§ DATA:
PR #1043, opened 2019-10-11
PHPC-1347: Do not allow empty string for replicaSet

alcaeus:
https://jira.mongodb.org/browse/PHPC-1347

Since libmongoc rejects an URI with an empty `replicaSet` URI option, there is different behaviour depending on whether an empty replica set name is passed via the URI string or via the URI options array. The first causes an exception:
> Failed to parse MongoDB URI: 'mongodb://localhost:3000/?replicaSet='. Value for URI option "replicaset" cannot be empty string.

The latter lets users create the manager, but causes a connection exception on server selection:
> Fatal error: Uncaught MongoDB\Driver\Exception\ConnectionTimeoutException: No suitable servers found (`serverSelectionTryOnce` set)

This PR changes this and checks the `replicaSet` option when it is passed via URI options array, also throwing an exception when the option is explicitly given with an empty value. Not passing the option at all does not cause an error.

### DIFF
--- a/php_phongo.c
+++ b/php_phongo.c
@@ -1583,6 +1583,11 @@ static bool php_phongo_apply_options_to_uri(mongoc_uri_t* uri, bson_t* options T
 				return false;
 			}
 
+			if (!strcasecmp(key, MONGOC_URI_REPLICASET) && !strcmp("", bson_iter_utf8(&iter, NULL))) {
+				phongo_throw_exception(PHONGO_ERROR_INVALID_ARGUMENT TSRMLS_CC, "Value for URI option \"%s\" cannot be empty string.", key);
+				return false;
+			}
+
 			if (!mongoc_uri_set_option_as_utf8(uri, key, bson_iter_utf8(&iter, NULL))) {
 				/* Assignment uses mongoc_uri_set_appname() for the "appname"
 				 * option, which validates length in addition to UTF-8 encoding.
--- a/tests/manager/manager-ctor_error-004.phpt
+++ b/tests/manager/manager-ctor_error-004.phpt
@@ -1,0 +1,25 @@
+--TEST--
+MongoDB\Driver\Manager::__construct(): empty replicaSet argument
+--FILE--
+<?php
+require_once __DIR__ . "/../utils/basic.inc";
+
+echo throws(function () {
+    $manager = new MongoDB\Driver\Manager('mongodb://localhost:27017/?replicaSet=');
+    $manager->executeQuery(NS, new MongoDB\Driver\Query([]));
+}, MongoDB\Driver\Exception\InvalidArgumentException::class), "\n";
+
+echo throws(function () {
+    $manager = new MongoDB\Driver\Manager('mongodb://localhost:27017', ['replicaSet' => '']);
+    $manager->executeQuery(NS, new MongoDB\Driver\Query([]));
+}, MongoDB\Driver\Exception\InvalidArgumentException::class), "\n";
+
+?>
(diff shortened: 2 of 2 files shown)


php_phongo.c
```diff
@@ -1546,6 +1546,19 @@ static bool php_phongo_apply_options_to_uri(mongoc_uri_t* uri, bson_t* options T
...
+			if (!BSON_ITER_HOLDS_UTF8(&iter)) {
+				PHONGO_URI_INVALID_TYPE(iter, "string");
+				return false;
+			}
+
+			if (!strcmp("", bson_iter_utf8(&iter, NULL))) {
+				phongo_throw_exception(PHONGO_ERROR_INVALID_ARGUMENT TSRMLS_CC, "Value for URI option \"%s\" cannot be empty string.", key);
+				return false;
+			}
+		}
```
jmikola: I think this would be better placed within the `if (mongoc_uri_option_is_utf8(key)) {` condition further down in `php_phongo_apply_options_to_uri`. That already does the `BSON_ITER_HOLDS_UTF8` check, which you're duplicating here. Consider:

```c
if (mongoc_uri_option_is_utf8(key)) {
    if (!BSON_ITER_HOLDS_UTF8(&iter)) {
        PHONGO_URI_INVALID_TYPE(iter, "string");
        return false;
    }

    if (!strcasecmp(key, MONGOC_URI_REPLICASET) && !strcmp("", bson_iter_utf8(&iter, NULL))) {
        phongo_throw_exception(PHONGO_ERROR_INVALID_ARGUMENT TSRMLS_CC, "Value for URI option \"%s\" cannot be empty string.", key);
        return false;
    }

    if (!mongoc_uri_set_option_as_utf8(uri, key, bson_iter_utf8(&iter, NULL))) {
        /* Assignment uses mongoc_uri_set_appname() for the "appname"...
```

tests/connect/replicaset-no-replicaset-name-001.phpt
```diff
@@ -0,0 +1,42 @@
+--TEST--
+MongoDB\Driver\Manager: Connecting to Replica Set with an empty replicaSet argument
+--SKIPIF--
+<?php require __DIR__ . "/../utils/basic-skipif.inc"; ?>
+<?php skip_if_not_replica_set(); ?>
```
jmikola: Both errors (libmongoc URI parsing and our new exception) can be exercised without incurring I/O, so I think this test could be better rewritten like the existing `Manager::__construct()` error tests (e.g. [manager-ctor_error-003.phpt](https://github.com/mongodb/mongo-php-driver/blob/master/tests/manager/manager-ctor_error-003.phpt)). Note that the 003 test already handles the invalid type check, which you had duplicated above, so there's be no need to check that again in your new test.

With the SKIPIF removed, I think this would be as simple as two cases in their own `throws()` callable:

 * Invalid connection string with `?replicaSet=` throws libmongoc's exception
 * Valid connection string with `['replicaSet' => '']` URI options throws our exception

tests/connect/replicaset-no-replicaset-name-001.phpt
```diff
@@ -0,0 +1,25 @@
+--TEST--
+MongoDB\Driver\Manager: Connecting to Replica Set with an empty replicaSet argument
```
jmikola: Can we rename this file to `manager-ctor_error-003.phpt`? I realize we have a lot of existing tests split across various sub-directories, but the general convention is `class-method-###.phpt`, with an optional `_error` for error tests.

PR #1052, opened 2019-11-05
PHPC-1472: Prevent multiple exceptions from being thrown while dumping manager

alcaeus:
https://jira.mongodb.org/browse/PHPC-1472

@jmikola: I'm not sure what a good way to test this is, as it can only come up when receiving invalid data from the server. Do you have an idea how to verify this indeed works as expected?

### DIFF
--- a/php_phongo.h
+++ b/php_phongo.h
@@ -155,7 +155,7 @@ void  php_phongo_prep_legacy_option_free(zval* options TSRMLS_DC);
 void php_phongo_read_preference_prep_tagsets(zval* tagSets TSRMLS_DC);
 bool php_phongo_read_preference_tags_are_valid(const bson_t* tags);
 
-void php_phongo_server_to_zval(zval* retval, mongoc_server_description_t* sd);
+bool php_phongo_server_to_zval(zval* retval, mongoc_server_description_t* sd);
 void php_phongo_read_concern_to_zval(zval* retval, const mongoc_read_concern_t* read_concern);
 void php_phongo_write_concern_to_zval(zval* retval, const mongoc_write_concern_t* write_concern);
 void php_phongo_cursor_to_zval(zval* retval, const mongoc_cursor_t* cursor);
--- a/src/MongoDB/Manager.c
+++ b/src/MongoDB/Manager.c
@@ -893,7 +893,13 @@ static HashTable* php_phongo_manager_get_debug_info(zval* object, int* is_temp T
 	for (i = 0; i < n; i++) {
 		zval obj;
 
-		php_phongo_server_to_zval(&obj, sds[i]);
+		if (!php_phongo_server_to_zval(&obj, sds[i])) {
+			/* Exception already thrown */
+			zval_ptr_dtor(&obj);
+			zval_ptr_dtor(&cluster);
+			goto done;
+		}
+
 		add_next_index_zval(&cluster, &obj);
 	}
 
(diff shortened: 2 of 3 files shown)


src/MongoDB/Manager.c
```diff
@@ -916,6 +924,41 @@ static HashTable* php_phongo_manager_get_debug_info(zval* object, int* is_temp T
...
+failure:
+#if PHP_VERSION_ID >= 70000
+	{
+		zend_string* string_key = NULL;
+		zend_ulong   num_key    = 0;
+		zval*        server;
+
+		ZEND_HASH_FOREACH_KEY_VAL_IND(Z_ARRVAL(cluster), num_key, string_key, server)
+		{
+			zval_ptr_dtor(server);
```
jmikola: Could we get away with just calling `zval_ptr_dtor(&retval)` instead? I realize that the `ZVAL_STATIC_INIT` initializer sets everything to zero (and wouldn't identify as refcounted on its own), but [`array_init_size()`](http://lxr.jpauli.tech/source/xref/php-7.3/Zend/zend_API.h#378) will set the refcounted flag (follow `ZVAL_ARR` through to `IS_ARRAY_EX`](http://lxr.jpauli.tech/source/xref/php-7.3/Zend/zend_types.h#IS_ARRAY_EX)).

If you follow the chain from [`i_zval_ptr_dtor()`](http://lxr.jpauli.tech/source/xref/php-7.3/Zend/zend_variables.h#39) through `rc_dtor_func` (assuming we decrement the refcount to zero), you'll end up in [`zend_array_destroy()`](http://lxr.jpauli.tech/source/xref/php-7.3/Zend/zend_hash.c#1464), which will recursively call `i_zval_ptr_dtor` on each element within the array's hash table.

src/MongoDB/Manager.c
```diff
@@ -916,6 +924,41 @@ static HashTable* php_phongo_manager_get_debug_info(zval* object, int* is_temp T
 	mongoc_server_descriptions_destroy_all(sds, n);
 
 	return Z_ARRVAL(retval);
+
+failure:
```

§ TASK PROMPT:
The range runs from the line with "already thrown */" up to and including the line with "jmikola: Could we" in the listing above; please write out exactly those lines and nothing more.

§ RESPONSE:
+			/* Exception already thrown */
+			zval_ptr_dtor(&obj);
+			zval_ptr_dtor(&cluster);
+			goto done;
+		}
+
 		add_next_index_zval(&cluster, &obj);
 	}
 
(diff shortened: 2 of 3 files shown)


src/MongoDB/Manager.c
```diff
@@ -916,6 +924,41 @@ static HashTable* php_phongo_manager_get_debug_info(zval* object, int* is_temp T
...
+failure:
+#if PHP_VERSION_ID >= 70000
+	{
+		zend_string* string_key = NULL;
+		zend_ulong   num_key    = 0;
+		zval*        server;
+
+		ZEND_HASH_FOREACH_KEY_VAL_IND(Z_ARRVAL(cluster), num_key, string_key, server)
+		{
+			zval_ptr_dtor(server);
```
jmikola: Could we get away with just calling `zval_ptr_dtor(&retval)` instead? I realize that the `ZVAL_STATIC_INIT` initializer sets everything to zero (and wouldn't identify as refcounted on its own), but [`array_init_size()`](http://lxr.jpauli.tech/source/xref/php-7.3/Zend/zend_API.h#378) will set the refcounted flag (follow `ZVAL_ARR` through to `IS_ARRAY_EX`](http://lxr.jpauli.tech/source/xref/php-7.3/Zend/zend_types.h#IS_ARRAY_EX)).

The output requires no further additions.